Portable electronic devices, such as two-way radios and telephones, typically require a portable source of power such as a battery. A battery may be conveniently attached to a housing of the electronic device and make electrical contact by way of a conventional connector. To facilitate battery replacement, mechanisms have been devised to enable the user to easily disconnect a spent battery and replace it with a freshly charged battery. Generally, the detachable battery is securely affixed to the electronic device by way of some sort of latching mechanism. Often, the latching mechanism is integrated into a battery housing.

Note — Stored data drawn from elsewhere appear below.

PR #12007, opened 2026-07-13
[MINOR] fix(jdbc): Quote comments in generated DDL

yuqi1129:

- Add a shared utility for escaping SQL string literal content.
- Escape table, column, and schema comments in generated JDBC DDL.
- Apply the escaping to MySQL, PostgreSQL, Doris, and StarRocks operations.
- Add regression tests covering quotes, backslashes, semicolons, and SQL comment tokens.

JDBC catalog comments were inserted directly into generated DDL statements. Comments containing quotes could produce malformed SQL or change the structure of the generated statement.

The change ensures comment content remains inside its SQL string literal.

Yes. JDBC table, column, and PostgreSQL schema comments containing quotes or backslashes are now handled correctly.

There is no API or configuration change.

- `./gradlew spotlessApply`
- `env SKIP_DOCKER_TESTS=true ./gradlew :catalogs:catalog-jdbc-common:test :catalogs:catalog-jdbc-mysql:test :catalogs:catalog-jdbc-postgresql:test :catalogs:catalog-jdbc-doris:test :catalogs:catalog-jdbc-starrocks:test -PskipITs -PskipDockerTests=true`

### DIFF
--- a/catalogs/catalog-jdbc-doris/src/main/java/org/apache/gravitino/catalog/doris/operation/DorisTableOperations.java
+++ b/catalogs/catalog-jdbc-doris/src/main/java/org/apache/gravitino/catalog/doris/operation/DorisTableOperations.java
@@ -22,6 +22,7 @@ import static org.apache.gravitino.catalog.doris.DorisCatalog.DORIS_TABLE_PROPER
 import static org.apache.gravitino.catalog.doris.DorisTablePropertiesMetadata.DEFAULT_REPLICATION_FACTOR_IN_SERVER_SIDE;
 import static org.apache.gravitino.catalog.doris.DorisTablePropertiesMetadata.REPLICATION_FACTOR;
 import static org.apache.gravitino.catalog.doris.utils.DorisUtils.generatePartitionSqlFragment;
+import static org.apache.gravitino.catalog.jdbc.utils.JdbcConnectorUtils.escapeSqlLiteral;
 import static org.apache.gravitino.rel.Column.DEFAULT_VALUE_NOT_SET;
 
 import com.google.common.annotations.VisibleForTesting;
@@ -136,7 +137,7 @@ public class DorisTableOperations extends JdbcTableOperations {
 
     // Add table comment if specified
     if (StringUtils.isNotEmpty(comment)) {
-      sqlBuilder.append(" COMMENT \"").append(comment).append("\"");
+      sqlBuilder.append(" COMMENT \"").append(escapeSqlLiteral(comment, '"')).append("\"");
     }
 
     // Add Partition Info
@@ -796,7 +797,7 @@ public class DorisTableOperations extends JdbcTableOperations {
           newComment = StringIdentifier.addToComment(identifier, newComment);
         }
       }
-      alterSql.add("MODIFY COMMENT \"" + newComment + "\"");
+      alterSql.add("MODIFY COMMENT \"" + escapeSqlLiteral(newComment, '"') + "\"");
     }
 
     if (CollectionUtils.isEmpty(alterSql)) {
@@ -848,7 +849,8 @@ public class DorisTableOperations extends JdbcTableOperations {
     }
     String col = updateColumnComment.fieldName()[0];
 
-    return String.format("MODIFY COLUMN `%s` COMMENT '%s'", col, newComment);
+    return String.format(
+        "MODIFY COLUMN `%s` COMMENT '%s'", col, escapeSqlLiteral(newComment, '\''));
   }
 
   private String addColumnFieldDefinition(TableChange.AddColumn addColumn) {
@@ -873,7 +875,10 @@ public class DorisTableOperations extends JdbcTableOperations {
     }
     // Append comment if available
     if (StringUtils.isNotEmpty(addColumn.getComment())) {
-      columnDefinition.append("COMMENT '").append(addColumn.getComment()).append("' ");
+      columnDefinition
+          .append("COMMENT '")
+          .append(escapeSqlLiteral(addColumn.getComment(), '\''))
+          .append("' ");
     }
 
     // Append position if available
@@ -985,7 +990,7 @@ public class DorisTableOperations extends JdbcTableOperations {
 
     // Add column comment if specified
     if (StringUtils.isNotEmpty(column.comment())) {
-      sqlBuilder.append("COMMENT '").append(column.comment()).append("' ");
+      sqlBuilder.append("COMMENT '").append(escapeSqlLiteral(column.comment(), '\'')).append("' ");
     }
     return sqlBuilder;
   }
--- a/catalogs/catalog-jdbc-doris/src/main/java/org/apache/gravitino/catalog/doris/utils/DorisUtils.java
+++ b/catalogs/catalog-jdbc-doris/src/main/java/org/apache/gravitino/catalog/doris/utils/DorisUtils.java
@@ -19,6 +19,7 @@
 package org.apache.gravitino.catalog.doris.utils;
 
 import static org.apache.gravitino.catalog.jdbc.utils.JdbcConnectorUtils.escapeSqlLiteral;
+import static org.apache.gravitino.catalog.jdbc.utils.JdbcConnectorUtils.unescapeSqlLiteral;
 
 import com.google.common.collect.ImmutableList;
 import java.util.Arrays;
@@ -95,8 +96,10 @@ public final class DorisUtils {
       if (isProperties) {
         final Matcher matcherProperties = patternProperties.matcher(line);
         if (matcherProperties.find()) {
-          final String key = matcherProperties.group(1).trim();
-          String value = matcherProperties.group(2).trim();
+          // generatePropertiesSql escapes keys and values for double-quoted literals, and SHOW
+          // CREATE echoes them escaped; unescape both so callers observe the original text.
+          final String key = unescapeSqlLiteral(matcherProperties.group(1).trim(), '"');
+          String value = unescapeSqlLiteral(matcherProperties.group(2).trim(), '"');
           properties.put(key, value);
         }
       }
--- a/catalogs/catalog-jdbc-doris/src/main/java/org/apache/gravitino/catalog/doris/utils/DorisUtils.java
+++ b/catalogs/catalog-jdbc-doris/src/main/java/org/apache/gravitino/catalog/doris/utils/DorisUtils.java
@@ -18,6 +18,8 @@
  */
 package org.apache.gravitino.catalog.doris.utils;
 
+import static org.apache.gravitino.catalog.jdbc.utils.JdbcConnectorUtils.escapeSqlLiteral;
+
 import com.google.common.collect.ImmutableList;
 import java.util.Arrays;
 import java.util.HashMap;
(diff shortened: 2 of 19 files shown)


catalogs/catalog-jdbc-starrocks/src/main/java/org/apache/gravitino/catalog/starrocks/operations/StarRocksTableOperations.java
```diff
@@ -481,7 +482,10 @@ private String addColumnFieldDefinition(TableChange.AddColumn addColumn) {
 
     // Append comment if available
     if (StringUtils.isNotEmpty(addColumn.getComment())) {
-      columnDefinition.append("COMMENT '").append(addColumn.getComment()).append("' ");
+      columnDefinition
+          .append("COMMENT '")
+          .append(escapeSqlLiteral(addColumn.getComment(), '\''))
+          .append("' ");
```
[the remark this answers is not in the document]
yuqi1129: Added a focused TableChange.addColumn SQL-generation regression test covering single/double quotes and backslashes in 41967b107d.

catalogs/catalog-jdbc-postgresql/src/main/java/org/apache/gravitino/catalog/postgresql/operation/PostgreSqlTableOperations.java
```diff
@@ -689,7 +697,7 @@ private List<String> addColumnFieldDefinition(
               + col
               + PG_QUOTE
               + IS
-              + addColumn.getComment()
+              + escapeSqlLiteral(addColumn.getComment(), '\'')
               + "';");
```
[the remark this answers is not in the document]
yuqi1129: Added a focused TableChange.addColumn SQL-generation regression test covering single/double quotes and backslashes in 41967b107d.

catalogs/catalog-jdbc-mysql/src/main/java/org/apache/gravitino/catalog/mysql/operation/MysqlTableOperations.java
```diff
@@ -460,7 +461,10 @@ private String addColumnFieldDefinition(TableChange.AddColumn addColumn) {
     }
     // Append comment if available
     if (StringUtils.isNotEmpty(addColumn.getComment())) {
-      columnDefinition.append("COMMENT '").append(addColumn.getComment()).append("' ");
+      columnDefinition
+          .append("COMMENT '")
+          .append(escapeSqlLiteral(addColumn.getComment(), '\''))
+          .append("' ");
```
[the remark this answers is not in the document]
yuqi1129: Added a focused TableChange.addColumn SQL-generation regression test covering single/double quotes and backslashes in 41967b107d.

catalogs/catalog-jdbc-doris/src/main/java/org/apache/gravitino/catalog/doris/operation/DorisTableOperations.java
```diff
@@ -873,7 +875,10 @@ private String addColumnFieldDefinition(TableChange.AddColumn addColumn) {
     }
     // Append comment if available
     if (StringUtils.isNotEmpty(addColumn.getComment())) {
-      columnDefinition.append("COMMENT '").append(addColumn.getComment()).append("' ");
+      columnDefinition
+          .append("COMMENT '")
+          .append(escapeSqlLiteral(addColumn.getComment(), '\''))
+          .append("' ");
```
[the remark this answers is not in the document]
yuqi1129: Added a focused TableChange.addColumn SQL-generation regression test covering single/double quotes and backslashes in 41967b107d.

catalogs/catalog-jdbc-doris/src/test/java/org/apache/gravitino/catalog/doris/utils/TestDorisUtils.java
```diff
@@ -92,6 +97,12 @@ public void testExtractTablePropertiesFromSql() {
     result = DorisUtils.extractPropertiesFromSql(createTableSql);
     assertEquals("value1", result.get("property1"));
     assertEquals("comment", result.get("comment"));
+
+    createTableSql =
+        "CREATE DATABASE `test`\nPROPERTIES (\n"
+            + "\"key\"name\" = \"owner's \"comment\" D:\\data; --\"\n)";
+    result = DorisUtils.extractPropertiesFromSql(createTableSql);
+    assertEquals("owner's \"comment\" D:\\data; --", result.get("key\"name"));
```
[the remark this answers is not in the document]
yuqi1129: The test string does compile (the double quotes are escaped as \"), but the round-trip point is valid: the write path now escapes while the read path returned raw captured text. Fixed in 89687d9f71 — added `JdbcConnectorUtils.unescapeSqlLiteral` (inverse of `escapeSqlLiteral`, also tolerating backslash-style escapes), used it in `DorisUtils.extractPropertiesFromSql` for both key and value, and updated this test to feed escaped SHOW CREATE output and assert the original text comes back. StarRocks' private comment unescaper now delegates to the shared helper.

catalogs/catalog-jdbc-starrocks/src/main/java/org/apache/gravitino/catalog/starrocks/utils/StarRocksUtils.java
```diff
@@ -67,7 +68,9 @@ public class StarRocksUtils {
           "(?:^|\\s|\\))DISTRIBUTED\\s+BY\\s+(?:RANDOM\\b|\\w+\\s*\\()", Pattern.CASE_INSENSITIVE);
 
   private static final Pattern TABLE_COMMENT_PATTERN =
-      Pattern.compile("COMMENT\\s*\"([^\\(]+?)\\s*\\(From Gravitino,.*\\)\"");
+      Pattern.compile(
+          "COMMENT\\s*\"((?:\\\\.|\"\"|[^\"\\\\])*)\\s+"
+              + "\\(From Gravitino, DO NOT EDIT: gravitino\\.v\\d+\\.uid-?\\d+\\)\"");
```
diqiu50, line 73: The regex is now stricter. How can we remain compatible with existing data?

catalogs/catalog-jdbc-starrocks/src/main/java/org/apache/gravitino/catalog/starrocks/operations/StarRocksTableOperations.java
```diff
@@ -170,7 +171,17 @@ protected String generateAlterTableSql(
...
         String newComment = updateComment.getNewComment();
-        alterSql.add("MODIFY COMMENT \"" + newComment + "\"");
+        if (StringIdentifier.fromComment(newComment) == null) {
+          lazyLoadTable = getOrCreateTable(databaseName, tableName, lazyLoadTable);
+          StringIdentifier identifier = StringIdentifier.fromComment(lazyLoadTable.comment());
+          if (identifier != null) {
+            newComment = StringIdentifier.addToComment(identifier, newComment);
+          }
+        }
+        if (StringUtils.isNotEmpty(newComment)) {
```
diqiu50, line 181: We need to check the mark is exist

catalogs/catalog-jdbc-doris/src/main/java/org/apache/gravitino/catalog/doris/utils/DorisUtils.java
diqiu50, line 88: Doris's property-parsing regex "(.*)"\s*=\s*"(.*)" (in DorisUtils.java, line ~86) is greedy and escape-unaware. The PR now lets values legally contain " and = (via escaping), but only added unescapeSqlLiteral after the match — the regex itself was never updated. If a value contains both " and =, the regex can split at the wrong point, silently storing a corrupted key/value pair with no error.

catalogs/catalog-jdbc-starrocks/src/main/java/org/apache/gravitino/catalog/starrocks/utils/StarRocksUtils.java
yuqi1129: Good question. The new regex stays compatible with existing data:

1. **Marker part** — `(From Gravitino, DO NOT EDIT: gravitino.v1.uid...)` matches exactly the format `StringIdentifier` writes, which is the only marker format that has ever been persisted (`CURRENT_FORMAT_VERSION = 1`). So every comment Gravitino has written is still matched.
2. **Comment body** — the new group `(?:\\.|""|[^"\\])*` is actually *more* tolerant than the old `[^\(]+?`: the old pattern failed whenever the comment itself contained a `(`, while the new one handles that fine.
3. The only stricter requirement is that quotes must be escaped — but a comment containing a raw `"` already produced malformed SQL under the previous write path, so there is no valid stored data that relied on the old, unescaped form.

So for anything Gravitino previously wrote, the new regex parses it the same or better. The round-trip stays covered by the escaping/unescaping tests.

catalogs/catalog-jdbc-doris/src/main/java/org/apache/gravitino/catalog/doris/utils/DorisUtils.java
yuqi1129: Thanks — I looked into this carefully, and unfortunately an escape-aware regex here actually breaks the round-trip against real Doris.

The key point is what `SHOW CREATE DATABASE` echoes back. Doris does **not** re-emit the value with escaped/doubled quotes; it echoes the comment with **bare (un-escaped) double quotes**. For example, a comment `owner's "comment" C:\tmp; --` comes back as:

```
"comment" = "owner's "comment" C:\tmp; --"
```

I verified this against the `TestDorisDatabaseOperations` docker IT: switching to an escape-aware, non-greedy group made the value truncate at the first inner quote (`owner's`), because that group stops at the first bare `"`.

The greedy `"(.*)"..."(.*)"` pattern is what makes this work: it captures the value up to the **last** quote on the line, which is exactly right for Doris's one-property-per-line, bare-quote output. Because Doris echoes bare quotes, the value is inherently ambiguous, and "value = everything up to the last quote on this line" is the only sane heuristic.

So the escaping on the write path is still needed (to send valid SQL to Doris), but on the read path there is nothing to disambiguate via escaping. The only residual limitation is a value that itself contains a literal `"="`, which we accept as a known edge case rather than regress the normal round-trip. I have reverted the regex change and kept the greedy pattern.

catalogs/catalog-jdbc-starrocks/src/main/java/org/apache/gravitino/catalog/starrocks/operations/StarRocksTableOperations.java
yuqi1129: I looked into this more closely against the StarRocks docker IT, and it turns out the second `addToComment` should stay unconditional — guarding it actually breaks the round-trip.

The reason is the asymmetry between write and read:

- **Read** (`StarRocksUtils.extractTableCommentFromSql`) strips exactly **one** (outermost) identifier marker from the `SHOW CREATE TABLE` output.
- **Write** must therefore append one **sacrificial** marker on top of the preserved identifier. `generateCreateTableSql` already does this unconditionally (it always calls `addToComment(DUMMY_ID, comment)` even when the comment already carries a real identifier), and `UpdateComment` mirrors it.

So the stored comment is `body (uid42) (uid-1)`, and after the read strips the outer `(uid-1)`, the real identifier `(uid42)` survives — which is what the JDBC layer needs to correlate the table with its Gravitino entity.

I verified this with `TestStarRocksTableOperations.testTableCommentWithSqlLiteralCharacters`: adding an `fromComment(...) == null` guard made the write store only `body (uid42)`, the read then stripped `(uid42)`, and the loaded comment lost its identifier entirely. I have reverted that change, so the behavior is unchanged from before. Thanks for the careful look here.

diqiu50 (approved):
LGTM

Although their primary function is to securely fasten the battery to the electronic device, battery housing latches are typically required to perform multiple tasks. For example, the latch is used to ensure a snug fit between the battery and the electronic equipment. Furthermore, the battery often carries the burden of providing drop protection for the entire device assembly. The difficulty associated with latch design optimization is compounded by often competing design requirements. For example, while the latch should be designed to provide a snug fit between the battery assembly and the device housing (i.e., preventing disengagement when the product is dropped) the user must be able to engage and disengage the battery housing with minimal effort.
Manufacturers of portable electronic equipment are constantly trying to improve latch designs to meet these aforementioned requirements, often under cost and manufacturing constraints. It would be desirable to have a latch mechanism which prevents disengagement when the product is dropped and provides a snug fit between the battery assembly and the device housing.